**Material for the task**
◇ ◇ ◇
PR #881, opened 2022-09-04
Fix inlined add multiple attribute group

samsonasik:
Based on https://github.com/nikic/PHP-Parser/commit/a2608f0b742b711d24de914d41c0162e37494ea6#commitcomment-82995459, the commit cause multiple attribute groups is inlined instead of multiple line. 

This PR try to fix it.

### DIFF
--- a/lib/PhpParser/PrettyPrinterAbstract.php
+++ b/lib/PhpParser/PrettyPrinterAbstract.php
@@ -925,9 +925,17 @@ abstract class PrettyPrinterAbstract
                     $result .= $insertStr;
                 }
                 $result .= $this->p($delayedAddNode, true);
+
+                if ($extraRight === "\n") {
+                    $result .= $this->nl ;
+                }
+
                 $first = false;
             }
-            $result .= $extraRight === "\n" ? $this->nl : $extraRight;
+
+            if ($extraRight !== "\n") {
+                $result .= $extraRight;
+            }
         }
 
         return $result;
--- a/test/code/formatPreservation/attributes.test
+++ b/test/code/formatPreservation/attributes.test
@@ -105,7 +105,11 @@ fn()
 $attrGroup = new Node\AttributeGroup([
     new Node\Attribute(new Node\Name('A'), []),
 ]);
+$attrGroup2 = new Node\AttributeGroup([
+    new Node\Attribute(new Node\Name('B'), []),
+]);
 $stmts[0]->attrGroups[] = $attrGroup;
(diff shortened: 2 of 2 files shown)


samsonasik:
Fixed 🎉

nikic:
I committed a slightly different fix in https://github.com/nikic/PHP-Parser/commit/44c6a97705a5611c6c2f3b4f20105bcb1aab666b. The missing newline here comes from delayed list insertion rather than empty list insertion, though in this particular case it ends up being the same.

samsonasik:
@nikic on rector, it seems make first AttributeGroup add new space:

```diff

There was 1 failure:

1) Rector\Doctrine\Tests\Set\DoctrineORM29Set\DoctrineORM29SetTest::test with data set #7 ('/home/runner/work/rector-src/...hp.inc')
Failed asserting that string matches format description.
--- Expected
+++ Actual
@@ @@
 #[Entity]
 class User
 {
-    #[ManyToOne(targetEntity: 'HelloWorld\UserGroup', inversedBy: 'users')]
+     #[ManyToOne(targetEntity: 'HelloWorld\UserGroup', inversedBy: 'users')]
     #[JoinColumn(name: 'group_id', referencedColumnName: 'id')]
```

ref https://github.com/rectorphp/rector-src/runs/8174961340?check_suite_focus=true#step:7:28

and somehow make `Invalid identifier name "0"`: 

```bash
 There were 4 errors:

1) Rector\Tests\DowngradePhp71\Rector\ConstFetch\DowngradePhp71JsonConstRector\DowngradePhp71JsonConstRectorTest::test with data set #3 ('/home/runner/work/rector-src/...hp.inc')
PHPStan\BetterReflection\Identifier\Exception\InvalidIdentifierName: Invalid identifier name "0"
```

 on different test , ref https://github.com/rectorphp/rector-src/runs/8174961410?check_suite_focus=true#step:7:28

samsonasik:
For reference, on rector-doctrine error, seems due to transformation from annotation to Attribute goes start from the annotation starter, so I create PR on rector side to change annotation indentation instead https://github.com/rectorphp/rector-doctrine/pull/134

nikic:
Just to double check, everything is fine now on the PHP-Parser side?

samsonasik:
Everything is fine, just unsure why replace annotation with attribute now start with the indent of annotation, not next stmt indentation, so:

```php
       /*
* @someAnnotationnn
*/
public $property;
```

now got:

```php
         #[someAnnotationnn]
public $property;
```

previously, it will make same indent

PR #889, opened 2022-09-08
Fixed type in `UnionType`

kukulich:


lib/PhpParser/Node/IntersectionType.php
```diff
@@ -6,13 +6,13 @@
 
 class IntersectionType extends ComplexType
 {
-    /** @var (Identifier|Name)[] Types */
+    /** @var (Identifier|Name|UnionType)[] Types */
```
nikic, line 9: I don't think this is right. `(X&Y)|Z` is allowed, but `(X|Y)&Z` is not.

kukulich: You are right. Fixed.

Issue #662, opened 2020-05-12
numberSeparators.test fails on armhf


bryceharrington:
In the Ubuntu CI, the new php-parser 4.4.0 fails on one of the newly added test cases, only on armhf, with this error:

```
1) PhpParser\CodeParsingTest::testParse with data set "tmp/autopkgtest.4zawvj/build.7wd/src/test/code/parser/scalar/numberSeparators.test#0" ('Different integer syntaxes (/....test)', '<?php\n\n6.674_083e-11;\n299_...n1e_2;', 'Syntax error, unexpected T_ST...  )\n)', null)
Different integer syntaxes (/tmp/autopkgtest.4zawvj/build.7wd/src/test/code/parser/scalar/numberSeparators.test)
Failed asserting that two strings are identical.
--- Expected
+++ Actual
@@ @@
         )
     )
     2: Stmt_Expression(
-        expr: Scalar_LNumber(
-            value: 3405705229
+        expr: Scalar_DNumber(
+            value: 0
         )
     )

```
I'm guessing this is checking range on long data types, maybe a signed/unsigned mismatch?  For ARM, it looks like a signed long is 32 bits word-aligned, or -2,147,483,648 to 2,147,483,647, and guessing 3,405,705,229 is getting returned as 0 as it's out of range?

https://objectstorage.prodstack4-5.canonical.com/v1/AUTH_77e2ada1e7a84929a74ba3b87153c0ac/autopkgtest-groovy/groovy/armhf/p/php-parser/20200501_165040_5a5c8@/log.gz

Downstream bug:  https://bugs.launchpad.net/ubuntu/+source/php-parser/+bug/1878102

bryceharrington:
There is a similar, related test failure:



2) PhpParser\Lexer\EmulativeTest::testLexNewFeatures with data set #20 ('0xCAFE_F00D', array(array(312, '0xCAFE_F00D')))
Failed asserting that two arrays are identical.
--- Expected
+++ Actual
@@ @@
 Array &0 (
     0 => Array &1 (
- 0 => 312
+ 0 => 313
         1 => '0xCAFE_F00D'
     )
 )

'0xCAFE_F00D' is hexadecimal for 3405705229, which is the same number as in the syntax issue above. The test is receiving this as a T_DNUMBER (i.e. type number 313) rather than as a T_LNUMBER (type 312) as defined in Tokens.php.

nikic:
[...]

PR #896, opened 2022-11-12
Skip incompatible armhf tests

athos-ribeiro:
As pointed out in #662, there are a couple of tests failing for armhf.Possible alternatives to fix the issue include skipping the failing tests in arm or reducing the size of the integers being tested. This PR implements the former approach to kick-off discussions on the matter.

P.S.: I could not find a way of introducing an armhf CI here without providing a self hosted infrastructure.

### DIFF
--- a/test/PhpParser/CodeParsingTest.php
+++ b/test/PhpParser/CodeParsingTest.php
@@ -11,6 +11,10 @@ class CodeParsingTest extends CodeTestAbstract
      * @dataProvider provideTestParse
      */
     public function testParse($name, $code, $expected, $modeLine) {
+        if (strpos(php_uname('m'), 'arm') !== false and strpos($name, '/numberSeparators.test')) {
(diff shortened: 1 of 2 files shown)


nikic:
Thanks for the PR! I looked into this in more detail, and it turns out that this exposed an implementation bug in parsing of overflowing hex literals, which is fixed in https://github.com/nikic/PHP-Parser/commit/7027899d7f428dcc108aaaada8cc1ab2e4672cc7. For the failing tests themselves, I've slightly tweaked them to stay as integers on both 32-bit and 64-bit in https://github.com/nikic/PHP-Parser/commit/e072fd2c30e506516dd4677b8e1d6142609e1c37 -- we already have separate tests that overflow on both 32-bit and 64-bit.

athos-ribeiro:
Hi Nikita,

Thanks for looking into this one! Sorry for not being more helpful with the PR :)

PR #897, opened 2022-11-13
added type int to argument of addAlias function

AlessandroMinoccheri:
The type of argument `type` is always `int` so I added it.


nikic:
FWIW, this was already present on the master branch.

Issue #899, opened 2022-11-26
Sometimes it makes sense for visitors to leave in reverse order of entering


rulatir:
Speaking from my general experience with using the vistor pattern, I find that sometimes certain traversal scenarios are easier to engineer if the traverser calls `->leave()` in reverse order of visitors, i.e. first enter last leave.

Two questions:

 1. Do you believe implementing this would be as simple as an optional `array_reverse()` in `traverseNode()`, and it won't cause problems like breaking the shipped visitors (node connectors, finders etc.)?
◇ ◇ ◇
**Try it**
Within the entries, find all lines that contain "runs" and copy each one.

**Response to this exercise**
ref https://github.com/rectorphp/rector-src/runs/8174961340?check_suite_focus=true#step:7:28
 on different test , ref https://github.com/rectorphp/rector-src/runs/8174961410?check_suite_focus=true#step:7:28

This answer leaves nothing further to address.